Dataset entries:
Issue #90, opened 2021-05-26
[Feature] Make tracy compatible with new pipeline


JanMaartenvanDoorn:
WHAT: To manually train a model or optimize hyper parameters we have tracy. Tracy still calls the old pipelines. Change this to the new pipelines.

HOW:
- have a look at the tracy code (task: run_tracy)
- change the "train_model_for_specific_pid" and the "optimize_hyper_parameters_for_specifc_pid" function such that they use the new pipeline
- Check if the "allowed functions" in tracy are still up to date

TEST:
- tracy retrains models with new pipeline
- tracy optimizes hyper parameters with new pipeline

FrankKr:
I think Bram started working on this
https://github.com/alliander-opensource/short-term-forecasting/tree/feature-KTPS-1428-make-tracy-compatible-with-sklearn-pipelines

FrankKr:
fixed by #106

--

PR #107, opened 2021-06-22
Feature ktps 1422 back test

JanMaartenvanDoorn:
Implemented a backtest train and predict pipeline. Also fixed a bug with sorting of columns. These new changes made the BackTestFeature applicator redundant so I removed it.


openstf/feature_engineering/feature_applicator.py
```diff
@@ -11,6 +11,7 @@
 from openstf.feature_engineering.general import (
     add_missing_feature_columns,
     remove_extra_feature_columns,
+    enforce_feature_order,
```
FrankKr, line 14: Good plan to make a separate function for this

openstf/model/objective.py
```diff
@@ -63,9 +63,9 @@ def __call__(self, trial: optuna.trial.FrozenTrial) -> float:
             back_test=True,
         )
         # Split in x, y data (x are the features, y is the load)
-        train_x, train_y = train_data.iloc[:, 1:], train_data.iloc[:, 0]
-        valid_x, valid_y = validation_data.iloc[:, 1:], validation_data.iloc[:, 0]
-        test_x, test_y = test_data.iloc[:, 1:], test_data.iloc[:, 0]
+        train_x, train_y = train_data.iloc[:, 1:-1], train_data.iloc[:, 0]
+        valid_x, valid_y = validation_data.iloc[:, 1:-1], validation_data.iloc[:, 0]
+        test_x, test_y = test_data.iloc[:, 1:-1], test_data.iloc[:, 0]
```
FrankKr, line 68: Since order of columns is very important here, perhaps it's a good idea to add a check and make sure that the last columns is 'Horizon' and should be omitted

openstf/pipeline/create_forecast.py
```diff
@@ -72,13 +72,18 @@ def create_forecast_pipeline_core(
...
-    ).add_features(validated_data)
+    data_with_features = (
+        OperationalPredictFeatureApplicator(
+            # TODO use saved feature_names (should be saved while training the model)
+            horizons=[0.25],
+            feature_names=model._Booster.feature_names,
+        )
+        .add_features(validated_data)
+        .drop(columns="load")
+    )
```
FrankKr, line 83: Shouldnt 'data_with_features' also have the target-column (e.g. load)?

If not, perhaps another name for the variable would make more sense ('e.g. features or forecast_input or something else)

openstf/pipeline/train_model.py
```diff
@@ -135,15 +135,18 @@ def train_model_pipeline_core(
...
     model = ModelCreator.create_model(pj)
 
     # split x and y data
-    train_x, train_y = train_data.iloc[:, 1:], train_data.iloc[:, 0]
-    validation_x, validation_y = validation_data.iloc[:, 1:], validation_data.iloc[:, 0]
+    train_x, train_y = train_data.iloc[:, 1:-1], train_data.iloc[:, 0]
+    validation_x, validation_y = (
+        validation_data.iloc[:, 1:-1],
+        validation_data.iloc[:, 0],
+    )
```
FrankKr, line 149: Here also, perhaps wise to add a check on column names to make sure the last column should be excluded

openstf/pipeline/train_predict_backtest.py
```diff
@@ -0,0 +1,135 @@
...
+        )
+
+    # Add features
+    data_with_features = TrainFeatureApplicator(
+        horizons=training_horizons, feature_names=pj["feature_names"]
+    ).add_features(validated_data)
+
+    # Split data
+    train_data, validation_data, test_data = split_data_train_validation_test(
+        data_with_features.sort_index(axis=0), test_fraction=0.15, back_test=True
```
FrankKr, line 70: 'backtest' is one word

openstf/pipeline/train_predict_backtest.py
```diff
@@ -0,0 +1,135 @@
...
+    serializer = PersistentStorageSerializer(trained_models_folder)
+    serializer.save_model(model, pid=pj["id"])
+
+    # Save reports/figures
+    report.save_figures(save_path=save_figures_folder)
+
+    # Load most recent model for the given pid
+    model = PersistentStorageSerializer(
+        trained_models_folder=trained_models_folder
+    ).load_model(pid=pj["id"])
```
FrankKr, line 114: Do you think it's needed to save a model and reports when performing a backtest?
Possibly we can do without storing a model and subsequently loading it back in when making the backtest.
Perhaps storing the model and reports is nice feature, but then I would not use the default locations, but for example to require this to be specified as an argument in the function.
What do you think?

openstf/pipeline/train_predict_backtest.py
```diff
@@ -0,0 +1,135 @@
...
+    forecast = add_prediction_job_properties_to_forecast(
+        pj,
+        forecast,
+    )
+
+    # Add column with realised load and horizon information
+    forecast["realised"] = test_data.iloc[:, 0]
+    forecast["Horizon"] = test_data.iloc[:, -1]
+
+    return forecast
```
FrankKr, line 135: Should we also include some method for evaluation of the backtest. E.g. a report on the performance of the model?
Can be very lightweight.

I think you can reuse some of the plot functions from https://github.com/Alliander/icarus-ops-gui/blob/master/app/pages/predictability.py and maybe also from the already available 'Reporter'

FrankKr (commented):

...

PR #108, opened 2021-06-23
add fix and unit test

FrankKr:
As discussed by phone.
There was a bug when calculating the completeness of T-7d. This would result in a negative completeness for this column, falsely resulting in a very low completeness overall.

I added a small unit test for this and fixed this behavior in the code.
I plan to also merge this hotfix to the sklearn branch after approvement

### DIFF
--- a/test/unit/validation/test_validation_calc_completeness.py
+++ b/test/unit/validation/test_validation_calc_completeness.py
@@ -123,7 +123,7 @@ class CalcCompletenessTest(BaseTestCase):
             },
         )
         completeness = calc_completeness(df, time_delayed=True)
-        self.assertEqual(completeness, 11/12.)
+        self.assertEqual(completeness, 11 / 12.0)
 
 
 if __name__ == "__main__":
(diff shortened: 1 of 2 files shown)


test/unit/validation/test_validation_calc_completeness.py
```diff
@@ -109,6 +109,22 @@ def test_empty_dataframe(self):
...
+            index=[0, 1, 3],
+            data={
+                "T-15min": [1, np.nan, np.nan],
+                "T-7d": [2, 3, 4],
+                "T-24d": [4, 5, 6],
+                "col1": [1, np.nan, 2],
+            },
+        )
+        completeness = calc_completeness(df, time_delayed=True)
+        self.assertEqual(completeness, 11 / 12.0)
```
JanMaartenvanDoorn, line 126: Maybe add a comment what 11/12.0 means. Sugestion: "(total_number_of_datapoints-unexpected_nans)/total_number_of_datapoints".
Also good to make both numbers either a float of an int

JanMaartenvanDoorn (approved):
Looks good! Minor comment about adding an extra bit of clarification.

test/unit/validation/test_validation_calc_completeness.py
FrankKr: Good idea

WORK TO BE COMPLETED:
Where the word "plan" appears in a line of the entries, copy that line.

EXERCISE SOLUTION:
FrankKr, line 14: Good plan to make a separate function for this
I plan to also merge this hotfix to the sklearn branch after approvement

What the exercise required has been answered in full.